About Your New Employer

Join a leading medical device manufacturer driven by innovation and a mission to improve patient lives. The company offers a supportive, team-focused culture where your ideas are valued, and your work makes a real difference.

Enjoy excellent work–life balance with a
4-day work week (Monday–Thursday)
and the opportunity to grow your career in a high-performing, collaborative environment.

About Your New Job

As the
Quality Engineer
, you will be a key member of the Quality team, responsible for maintaining and improving the site's Quality Management System. You'll work closely with R&D and Process Engineers to ensure smooth, timely, and cost-effective transitions of products through development, approval, and manufacturing scale-up.

In this role, you will:

* Partner with R&D and Process Engineering teams to support product development, transfers, and process improvements.
* Promote compliance and excellence to meet customer requirements and regulatory standards (FDA, ISO 13485, MDR).
* Lead and execute equipment, process, and product validations in line with quality and regulatory expectations.
* Conduct root cause analysis, manage non-conformances, and implement effective CAPAs to drive continuous improvement.
* Support internal and supplier audits, ensuring findings are addressed and preventive actions are in place.
* Manage and investigate customer complaints, performing failure mode analysis and implementing quality improvements.
* Provide day-to-day Quality support for manufacturing operations, ensuring product and process integrity.
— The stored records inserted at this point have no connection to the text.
PR #95, opened 2020-09-29
Add configurable `max_block_load` param to limit count of blocks loaded & inserted at a time

### LINKED ISSUE #93: Allow a `max_block_load` parameter to limit the amount of blocks that can be loaded/inserted at any one time
Currently when substrate-archive starts syncing with a chain that is far ahead, it will load as many blocks as it is missing in it's Postgres Database. This could be anything from a few thousand to a couple million blocks. This quickly spikes memory usage if many hundreds of thousands of blocks are loaded at once. Allowing the archive to be configured with a maximum amount of blocks it can load at once would help mitigate  this issue. Currently, this happens in the `blocks` actor:

Dataflow: https://camo.githubusercontent.com/48a4e5bca346a1487ea36cc0e72dca7a394417a7/68747470733a2f2f692e696d6775722e636f6d2f53304e727842332e706e67

Code:
https://github.com/paritytech/substrate-archive/blob/7d3757303f89e498053dd1dd32d1551f5cec173c/src/actors/workers/blocks.rs#L68
https://github.com/paritytech/substrate-archive/blob/7d3757303f89e498053dd1dd32d1551f5cec173c/src/actors/workers/blocks.rs#L91

This may require some refactoring of how the blocks actor indexes blocks, but should be fairly straightforward

emostov:
Closes #93. Refer to issue for feature description.

In order to verify that the refactors in this commit reduce memory usage I conducted some rough benchmarking on my development machine (Intel(R) Xeon(R) E-2288G CPU @ 3.70GHz; 31gb memory)

I first took did a baseline with just a ` ./target/release/polkadot  --chain=polkadot --pruning=archive` node running, which showed the machine stable at 6.34gb of memory usage:
Screen Shot 2020-09-28 at 8 22 16 PM

With both my branch and master I used the following protocol:
- Checkout branch
- Delete database
- Setup database and source the url to shell
- Build archive with `cargo build --release`
- Run archive with  `cargo run --release --  -c test_conf.toml --chain=polkadot`
- Wait 1 minute and then record memory usage

Memory usage for this PR's branch after 1 minute: 7.98gb
Screen Shot 2020-09-28 at 8 26 49 PM

Memory usage for master branch after 1 minute: 9.99gb
master-1min

In sum, after running the aforementioned protocol we see memory usage increase by 1.64gb (7.98 - 6.34) with this PR's branch, while the master branch sees a memory usage increase of 3.5gb (9.99 - 6.34). In other words, the memory usage spike caused by this PR's branch is 53% less than master.

It is important to note that since this testing starts from a fresh database it does not have to deal with "missing" blocks that `re_index` is meant to find and insert.


src/actors/workers/blocks.rs
```diff
@@ -85,27 +91,57 @@ where
...
         } else {
             // a `None` means that the blocks table is not populated yet
-            return Ok(None);
+            return Ok(());
         };
-        let blocks = self.collect_blocks(move |n| numbers.contains(&n)).await?;
-        Ok(Some(blocks))
+
+        if numbers.len() as u32 > self.max_block_load {
+            let mut tmp_set = HashSet::<u32>::with_capacity(self.max_block_load as usize);
```
dvdplm, line 119: I wonder if we could switch to returning a `BTreeSet` from `missing_blocks_min_max` and use `split_off` on the result? Or even limit `missing_blocks_min_max` to `max_block_load` to fetch the batch of blocks we need?

src/actors/workers/blocks.rs
```diff
@@ -85,27 +91,57 @@ where
...
+            .send(BatchBlock::new(self.collect_blocks(fun).await?))
+            .await?;
+        Ok(())
+    }
+
     /// First run of indexing
     /// gets any blocks that are missing from database and indexes those.
     /// sets the `last_max` value.
-    async fn re_index(&mut self) -> Result<Option<Vec<Block<B>>>> {
+    async fn re_index(&mut self) -> Result<()> {
```
dvdplm, line 106: Would it be useful to communicate back to the caller if we're done vs there are batches left to process?

dvdplm (commented):
I'll leave it to Andrew to do a proper review but left a few comments and questions.

src/actors/workers/blocks.rs
```diff
@@ -85,27 +91,57 @@ where
...
+            return Ok(());
         };
-        let blocks = self.collect_blocks(move |n| numbers.contains(&n)).await?;
-        Ok(Some(blocks))
+
+        if numbers.len() as u32 > self.max_block_load {
+            let mut tmp_set = HashSet::<u32>::with_capacity(self.max_block_load as usize);
+            for height in numbers.drain() {
+                tmp_set.insert(height);
+                tmp_set = if tmp_set.len() as u32 > self.max_block_load  {
```
insipx, line 122: What's the rationale behind using HashSet here? It would filter out duplicates however we shouldn't get duplicates unless something is wrong with our SQL query

Rather than use drain/HashSet here, we could iterate using the `chunks` method defined on slices and check if the number is contained within that chunk since we don't need to worry about passing around an owned `height`. This should remove the need to instantiate a new HashSet on every iteration

src/actors/workers/blocks.rs
emostov: From my understanding, when `re_index` returns it should have completely caught up until `last_max` and thus there will not be any batches left to process.

src/actors/workers/blocks.rs
emostov: About to try this out, but I would think `chunks().into_iter()` would return owned chunks, and from my understanding this consumes `chunks()` and just change the way its referenced but not touch the heap. 

Also I was trying to figure out yesterday, does `to_vec()` just changed what is stored on the stack or does it also affect the heap?

emostov: I ended up trying out a solution that modifies the SQL query. From what I read, using LIMIT is said to reduce memory usage of the query and SQL can do some optimizations under the hood. As I am typing right now realizing though that I haven't checked if awaiting the metadata actor is enough to make sure the current batch is inserted - if not this code is not correct.

I tried out solutions with BTreeSet and Vec as well, but this SQL query might be more space and time efficient than the Vec solution by some constants. (I couldn't figure out a a BtreeSet solution with better than nlogn time)

My main issue right now is I can't figure out how to test the modified query because I can't get the database to have missing entries. I kept on trying to just kill the processes fro archive while syncing, but on restart the missing blocks query always comes back empty. Is there an easy way I could seed a DB with just one block at high height?

dvdplm: > I was trying to figure out yesterday, does `to_vec()` just change what is stored on the stack or does it also affect the heap?

I am pretty sure `to_vec()` reallocates and clone the data in this case.

dvdplm: > I ended up trying out a solution that modifies the SQL query.

Sounds like the most straight forward approach.

> Is there an easy way I could seed a DB with just one block at high height?

Why not just insert a new record? Clone a row of data and manually edit the height column?

src/actors/workers/blocks.rs
dvdplm: ofc, my bad. 👍

src/actors/workers/blocks.rs
dvdplm: @emostov just a sidenote, I've sometimes used [`alloc_counter`](https://lib.rs/crates/alloc_counter) when I had doubt about how much a piece of code allocates. It's far from perfect as it can't see any allocations that happens outside the Rust code (e.g. Postgres or Rocksdb) but still handy at times, e.g. in benchmarks or while debugging something.

insipx: > Is there an easy way I could seed a DB with just one block at high height?

If you install the SQLx CLI: https://github.com/launchbadge/sqlx/tree/master/sqlx-cli you should be able to drop the current database  and create a new one, then run the migrations for substrate-archive with `cargo sqlx migrate run` after setting the DATABASE_URL environment variable.

Then, this query should insert block 101000 (should work through psql):
```sql
INSERT INTO blocks (parent_hash, hash, block_num, state_root, extrinsics_root, digest, ext, spec) VALUES (E'\\x8da3783495634a1645cddb0d5b72743170971a97b68391ce2eb4cbe6a1abebcc', E'\\xa8e323dce4492818f6ae828ea0e483c572536ec8b56a742c351b25fccc0c428f', 101000, E'\\x407c1a180a91c3fed506ac7a1695b31bc830e46c98a8d8397430f2f0bc8f79b0', E'\\xfebdb8c5a254c0e58831b1d01d398abd74979a5ec468797ef9a3b80e9f5d4fb0', E'\\x08064241424534023b0000001eeea60f0000000005424142450101b406381a5d732324723a54ee0951eecf43b621af610ce844fc297445e270de416311da7ef66300f8d637fc9ea907e19478ebcc9307589a376ba05215ca582d82', E'\\x0c280402000b20df6cd86e011c0409001a2a06001004140000', 1028);
```

> I haven't checked if awaiting the metadata actor is enough to make sure the current batch is inserted - if not this code is not correct.

I just checked up on this and you're right, it won't, but it should be a simple fix. Adding another `.await` here:
https://github.com/paritytech/substrate-archive/blob/70c6d9d3bad8cbfb5ac7ed407eb8acc04fbf26d3/src/actors/workers/metadata.rs#L88

Is all it should take to fix, the first future returns a future that can be used to wait for the result of the first future (not really intuitive, but that api is out-of-scope for this PR I think)

emostov:
Ok - I think I have a working solution with the LIMIT SQL query. 

Using the methods @insipx recommended, I scripting out dropping, creating, migrating, and seeding a kusama database with one block. This was very helpful for testing and I caught some critical issues with my logic.

I did some benchmarking again using a similar protocol as last time, except with the database seeded with a single block.

Baseline memory usage of: 4.50gb
baseline

This PR's memory usage after 1 minute: 5.76gb
zeke-branch

Master branches memory usage after 1 minute: 6.70gb
master

I will note there was some noise on the machine used for testing from other users that may have impacted these numbers.

src/database/queries.rs
```diff
@@ -59,19 +59,24 @@ pub(crate) async fn missing_blocks(conn: &mut PgConnection) -> Result<Vec<u32>>
...
         "SELECT generate_series
         FROM (SELECT $1 as a, max(block_num) as z FROM blocks) x, generate_series(a, z)
         WHERE
         NOT EXISTS(SELECT id FROM blocks WHERE block_num = generate_series)
         ORDER BY generate_series ASC
+        LIMIT $2
         ",
     )
     .bind(min as i32)
+    .bind(max_block_load as i32)
```
dvdplm, line 79: Not a fan of these casts here. If `max_block_load` is bigger than `i32::MAX` [it will wrap around to a negative number](https://play.rust-lang.org/?version=stable&mode=debug&edition=2018&gist=057ba7218ff448ee8845be9973cd021c).
Is this something `sqlx` requires us to do or can we use `u32` throughought? If we can't then we should use `try_into` here.

src/database/queries.rs
```diff
@@ -59,19 +59,24 @@ pub(crate) async fn missing_blocks(conn: &mut PgConnection) -> Result<Vec<u32>>
...
     conn: &mut PgConnection,
     min: u32,
+    max_block_load: u32,
 ) -> Result<HashSet<u32>> {
     Ok(sqlx::query_as::<_, (i32,)>(
         "SELECT generate_series
         FROM (SELECT $1 as a, max(block_num) as z FROM blocks) x, generate_series(a, z)
         WHERE
         NOT EXISTS(SELECT id FROM blocks WHERE block_num = generate_series)
         ORDER BY generate_series ASC
```
dvdplm, line 74: Not your code, but I think this query is hard to read. 
`SELECT generate_series` – don't use the same name as the function used
`SELECT $1 as a, max(block_num) as z FROM blocks) x, generate_series(a, z)` - don't use single letter variable names

Overall I think it's good practice to use in-line comments to explain what each sub-query does.

Also, do we really need to generate a series here? Isn't it enough to figure out what the interval is and return a [`Range`](https://doc.rust-lang.org/std/ops/struct.Range.html)?

src/actors.rs
```diff
@@ -241,9 +246,13 @@ where
...
             .spawn();
-        let blocks =
-            workers::BlocksIndexer::new(ctx.backend().clone(), db_pool.clone(), metadata.clone())
-                .spawn();
+        let blocks = workers::BlocksIndexer::new(
+            ctx.backend().clone(),
+            db_pool.clone(),
+            metadata.clone(),
+            ctx.max_block_load,
+        )
```
dvdplm, line 254: Do you think `BlocksIndexer::new` could be changed to take only a `ctx` and `db_pool`? Seems like we're piling on arguments here and that could be done in `new()` itself?

dvdplm:
@insipx Do you have a suggestion for zeke for a more formal benchmark than eyeballing `htop`?

insipx:
> @insipx Do you have a suggestion for zeke for a more formal benchmark than eyeballing `htop`?

Sure,

Not really super-formal but in the past I have mostly used [HeapTrack](https://github.com/KDE/heaptrack) to calculate memory usage. There's also rust-native [memory-profile](https://github.com/koute/memory-profiler) that I've heard some other people have had success with but haven't tried it out myself.

@dvdplm do you think it's worth creating benchmarks for memory usage through something like cargo-bench or otherwise? This hasn't seemed super necessary before, but it might be a good way to standardize tracking how much memory improvement a PR has.

src/database/queries.rs
insipx: will require `try_into`, since there's no direct PostgreSQL equivalent type to an unsigned integer sqlx chooses not to represent it when binding values.

dvdplm:
> do you think it's worth creating benchmarks for memory usage through something like cargo-bench or otherwise?

I think `cargo bench` or criterion would not work so well here. We want "run these couple of processes here for 10 minutes and sample overall memory usage every 10seconds; compare result to the baseline in this file over here" which is significantly harder to set up (and maintain!) than low-level benchmarks. If there is something easy to use to do the sampling part then perhaps @emostov could cook up a bash script to do it, but maybe it's a bit out of scope for this PR. Definitely worth having though imo.

src/database/queries.rs
insipx: I agree, the query itself can be made easier to read (a mistake on my end), ie: 

```sql
SELECT missing_number
FROM (SELECT $1 as min_num, MAX(block_num) AS max_num FROM blocks) minmax, 
    GENERATE_SERIES(min_num, max_num) AS missing_number
WHERE
NOT EXISTS (SELECT id FROM blocks WHERE block_num = missing_number)
ORDER BY missing_number ASC
```

On the interval -- I'm not actually sure how we could accomplish this with Postgres (Postgres can't query things that don't exist) other than not using Postgres and just returning all the block numbers and doing it in rust rather then with a query, or generating the series before doing the query, where the query would return numbers which don't exist from the series we give it. 

I think the Postgres solution is good because it contains the set logic to SQL rather than dealing with it in rust

dvdplm: > I think the Postgres solution is good because it contains the set logic to SQL rather than dealing with it in rust

Totally agree.

My idea for the `Range` was that we could perhaps return just two numbers from the query, first and last in the range, instead of a whole series. I was thinking about wrapping it in another `SELECT` with the current query as a subquery, but maybe that doesn't work? The idea was: it's a bit annoying we need a to shuffle a whole `HashSet` around when all we need to know (?) is what the extremities of the set are.

src/database/queries.rs
emostov: Can we just cast to an i64 (bigint in postgres)?

src/database/queries.rs
emostov: > it's a bit annoying we need a to shuffle a whole HashSet around when all we need to know (?) is what the extremities of the set are.

If I understand the query correctly, we are not just getting a straight series of numbers and throwing it into a `HashSet`. Instead we first generate the straight series, and then return the numbers from the series that are not in the blocks table. For extremities of the series we only need the query MAX(block_num) since we already feed in the min.

src/actors.rs
emostov: In order to construct metadata within `BlocksIndexer::new` we would need to make it an async function and copy the code for instantiating the metadata actor, which imo seems a bit heavy handed. I did however remove the `backend` and `max_block_load` param since they are directly on `ctx`. 

I think if I was trying to do this in TS I would pass the same args in as originally, but just use an object for the argument, which can be cleanly de-structured - I don't think there is clean equivalent in rust for de-structuring params like that though. The reason I bring it up is that I think it decouples the function from the interface of `ctx` and imo it is more declarative/ maintains the division of responsibility.

emostov:
> > do you think it's worth creating benchmarks for memory usage through something like cargo-bench or otherwise?
> 
> I think `cargo bench` or criterion would not work so well here. We want "run these couple of processes here for 10 minutes and sample overall memory usage every 10seconds; compare result to the baseline in this file over here" which is significantly harder to set up (and maintain!) than low-level benchmarks. If there is something easy to use to do the sampling part then perhaps @emostov could cook up a bash script to do it, but maybe it's a bit out of scope for this PR. Definitely worth having though imo.

Do we want memory profiling prior to this PR being merged? Would also be good to clarify goals of memory profiling. From what it seems like to me this an edge case of archive since the changes here will likely just affect the initial sync. More useful from memory profiling might be trying to optimize the value of `max_block_load`, but I imagine that is resource dependent.

src/actors/workers/blocks.rs
```diff
@@ -85,27 +86,55 @@ where
...
+            }
+        }
+
+        self.last_max = cur_max;
+        log::info!("{} missing blocks", missing_blocks);
+
+        Ok(())
     }
 
+    /// Crawl up to `max_block_load` blocks that are greater then the last max
```
dvdplm, line 131:
```suggestion
    /// Crawl up to `max_block_load` blocks that are greater than the last max
```

dvdplm (approved):
lgtm modulo a typo

dvdplm:
> Do we want memory profiling prior to this PR being merged?

No, I don't think that's in scope for this PR. Let's see what running archive in production looks like and re-assess.

dvdplm:
@insipx what's up with the angry linter? Does it come from this PR or was it like this before?

src/actors.rs
insipx: I think sometime in the future we may try to refactor the architecture of `System` and how it spawns/creates actors and connects external services (client/backend) to them, possibly by splitting it up into two separate structs or some other strategy. It's one of the parts of archive that I've struggled  to 'get right' in terms of the API, and never have been quite satisfied with.

insipx (approved):

insipx:
gg

> @insipx what's up with the angry linter? Does it come from this PR or was it like this before?

I think #99 should fix it, I thought #96 would fix it but it did not

src/database/queries.rs
insipx: I believe casting to i64 would work too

This is a great opportunity for a motivated Quality professional who enjoys problem-solving, collaboration, and making an impact in a regulated, innovative environment.

What Skills You Need

* A
degree in Engineering or Quality Assurance
(or equivalent experience).
* A minimum of
3 years' experience
in a Quality role within a
cleanroom or regulated manufacturing environment
.
* Strong working knowledge of
medical device regulations
(FDA, ISO 13485, MDR).
* Excellent analytical, communication, and interpersonal skills, with the ability to influence cross-functional teams.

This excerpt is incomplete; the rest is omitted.